I like to think the pandemic gave back to me what it took from me. The original test date for my last attempt at my allopathic licensing exam had been cancelled in randomized test center cancelations due to social distancing. But also due to the pandemic’s impact on standardized testing, MCAT dating cut offs for med school applications were extended. For the program I ultimately ended up at, my dated MCAT score had just made the cut.

I remember writing a letter to the old dean of my past medical school who had given me the chance at my fourth attempt at the exam—the one-point failure. She and I met via zoom where she agreed to write a letter of recommendation on my behalf to my new program. I had also reached out to current students who attended my program of interest. After speaking with two students separately for over an hour, one offered to write me a letter of recommendation and advocacy.

Over the years, people have sent other students my way for encouragement in their own academic hiccups. This has inspired me to keep going. Though, in this trend I recognized a misconception that my switch to osteopathic medical school was an easy task. Nothing about getting into my new program was easy. I hustled. I was hungry for this. And I still am. For that matter, nothing about the program itself is easy. If anything, osteopathic physicians have an extra set of skills and extra training to undergo on top all the other standard parts of medical curriculum.

I digress.

I spent the remainder of application season checking in with the school every so often, updating them about my master’s program and remote research assistant position. I even reached out to the founder of my current medical school after realizing she was an alumnus of the osteopathic medical school my master’s program was housed within. She had serendipitously given a virtual talk for my program, and I saw it as a clear sign that the school she’d founded was the place I needed to be.

But turns out she didn’t believe I would get in. And that’s okay. The way I see it, this only strengthens my discernment that it was by God’s grace alone that I got this second chance and fresh start at medical school.

Something about this medical school stood out to me from the beginning. I had attended multiple interest meetings and I stayed until the very end of one of them.

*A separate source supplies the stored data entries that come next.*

PR #206, opened 2021-10-19
Publish npm package

dohaki:
This adds a GitHub workflow to publish the contracts and relevant files as a package to npm. The workflow is triggered if a new release is created. The version number of the package gets taken from the git tag. For older releases, we would need to publish manually though.

Would appreciate some feedback on the package name `@bosonprotocol/contracts` and included files if they make sense. The only thing that bothers me with the package name `@bosonprotocol/contracts` is that you would have to import like this
```js
// In Solidity
import "@bosonprotocol/contracts/contracts/interfaces/IBosonRouter.sol"
// In JS
import ABI from "@bosonprotocol/contracts/abi/contracts/BosonRouter.json"
```
Maybe a package name like `@bosoprotocol/core` is better? The you would not have the word `contracts` doubled in every import:
```js
// In Solidity
import "@bosonprotocol/core/contracts/interfaces/IBosonRouter.sol"
// In JS
import ABI from "@bosonprotocol/core/abi/contracts/BosonRouter.json"
```

**TODO: Add the env var `NPM_TOKEN` with respective privileges to `Settings > Secrets`.**

### DIFF
--- a/.github/workflows/publish-pre-release.yaml
+++ b/.github/workflows/publish-pre-release.yaml
@@ -1,7 +1,7 @@
-name: Publish to npm
+name: Publish pre-release to npm
 on:
   release:
-    types: [created]
+    types: [prereleased]
 jobs:
   publish:
     runs-on: ubuntu-latest
@@ -19,4 +19,6 @@ jobs:
       - uses: JS-DevTools/npm-publish@v1
         with:
           token: ${{ secrets.NPM_TOKEN }}
-          access: "public"
+          access: public
+          tag: beta
+          check-version: false
--- a/.github/workflows/publish-pre-release.yaml
+++ b/.github/workflows/publish-pre-release.yaml
@@ -15,7 +15,7 @@ jobs:
           node-version: "12.x"
           registry-url: "https://registry.npmjs.org"
       - run: npm install
-      - run: npm --no-git-tag-version version "${{ env.RELEASE_VERSION }}"
+      - run: npm --allow-same-version --no-git-tag-version version "${{ env.RELEASE_VERSION }}"
       - uses: JS-DevTools/npm-publish@v1
         with:
           token: ${{ secrets.NPM_TOKEN }}
--- a/.github/workflows/publish-release.yaml
+++ b/.github/workflows/publish-release.yaml
@@ -1,0 +1,24 @@
+name: Publish release to npm
+on:
+  release:
+    types: [released]
+jobs:
+  publish:
+    runs-on: ubuntu-latest
+    steps:
+      - uses: actions/checkout@v2
+      - name: Set env RELEASE_VERSION
+        run: echo "RELEASE_VERSION=${GITHUB_REF#refs/*/}" >> $GITHUB_ENV
+      # Setup .npmrc file to publish to npm
+      - uses: actions/setup-node@v2
+        with:
+          node-version: "12.x"
+          registry-url: "https://registry.npmjs.org"
+      - run: npm install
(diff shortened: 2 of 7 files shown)


damir-bajramovic (changes requested):
I am not sure what is the intended way of using this package. Is it like the contracts from `OpenZeppelin`?

I don't see an `.npmignore` file which is kinda important. If that file is missing, the `.gitignore` file is used by default.

Do we want to expose the ABIs with this package? If so, we need to push them to the npm registry by excluding them from the `.npmignore` file. 

Also, I believe that ABIs are used in a bunch of different places. It would be nice to publish them separately to the NPM registry, so we can pull them without pulling the rest of the code from this repository. 
We could automate the process when pushing new versions of the contracts to the `main` branch or something. 
Something similar can be witnessed in the `ethers` repository. They are using multiple packages as dependencies in one repository. Feel free to explore the structure.

damir-bajramovic (dismissed):

hswopeams (commented):
Is there a way to test this to make sure it only publishes releases and not pre-release tags?

hswopeams:
> @hswopeams
> 
> > Is there a way to test this to make sure it only publishes releases and not pre-release tags?
> 
> I tested it on a fork https://github.com/dohaki/bosonprotocol-contracts. But the workflow currently triggers on every release AND pre-release created. See
> 
> https://github.com/bosonprotocol/contracts/blob/fdca3b65b73dcb37addf593752ebdda2b196dd5d/.github/workflows/publish.yaml#L2-L4
> 
> Here are the events which can be used https://docs.github.com/en/actions/learn-github-actions/events-that-trigger-workflows#release. But I think it makes sense to also publish pre-releases. I mean the version suffix `-rc.X` implies that the package is a pre-release. And the main reason why I added this was because we had to manually update the ABIs in multiple places for testing the new contracts. If we would only publish releases then we would still need to do this.
> 
> What I could do though is to add a separate publish workflow. So we would have
> 
> 1. `Publish Pre-Releases`
> 
> * Triggered for pre-releases only
> * Uses [npm dist tag](https://docs.npmjs.com/adding-dist-tags-to-packages) `next` or similar
> 
> 1. `Publish Releases`
> 
> * Triggered for releases only
> * Uses default npm dist tag `latest`

I don't agree we should push pre-releases. There's a reason they're not releases. We will discuss this in the protocol team and make a decision.

dohaki:
@hswopeams 
> I don't agree we should push pre-releases. There's a reason they're not releases. We will discuss this in the protocol team and make a decision.

Ok, thanks. Let me know how I should proceed. Just to be clear: with pre-release, I am referring to https://github.com/bosonprotocol/contracts/releases/tag/v1.0.0-rc.1 for example. I don't see a reason why we would have `v1.0.0-rc.1` published on GitHub but not on npm 🤔 

> The npm registry should NOT be updated every time we merge with main. Every main merge is NOT a release.

That is also not what I intended. As I said, the workflow is only triggered if you create a release or pre-release. So basically it would have been triggered for every listed release/pre-release you can find here https://github.com/bosonprotocol/contracts/releases and not on every merge to main.

mischat (approved):
This looks good to me. I like the idea of building into GHA and streamlining our contract integrations is a must for us.

mischat (changes requested):
Is there nothing we can do about the /contracts/contracts ... can we not configure the job to take all of the files from the ./contracts folder ?

mischat (dismissed):
This is as discussed and as expected; this looks good to me.

damir-bajramovic (dismissed):

mischat (approved):
LGTM!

After many potential applicants had signed off, the admissions person said as part of an answer to someone’s question, “I like someone with a story.”

He had no idea who he was speaking to, or any knowledge of the journey that I’d undergone to make it to that call. And I had no idea that the school I was on the call for would change my life by later giving me a chance at a fresh start.

My acceptance came when I least expected it. I was spending time browsing the journals section of TJ Maxx when I glanced down to see a missed phone call. I dropped everything I had in my hand and left the store. I had a feeling who it might have been calling me, but I had no clue returning that phone call would result in me being admitted on the spot. A spot had opened up two weeks before school started and the woman who changed my life forever was calling to see if I wanted it. The praise session that ensued is one I’ll never forget.

What Comes Next

They say getting into medical school is the easy part and staying in is the challenge. And it’s true. Getting into medical school a second time was a hard journey and a blessing all on its own. But staying in has been a miracle. I’m grateful for that.

On my first day of school, the same man who’d said he liked someone with a story greeted me with a huge smile and tons of energy as he exclaimed, “Ashley McCray is here!”

It seemed both my story and my name preceded me. I am blessed that while there are some who can only see my story for its failures, there will always be those who choose to see it for its resiliency.

What comes next for me is uncertain. But I am believing for a pass. I know I can do it.

Until then, I will persevere. And in time, the remaining parts of this story will be told.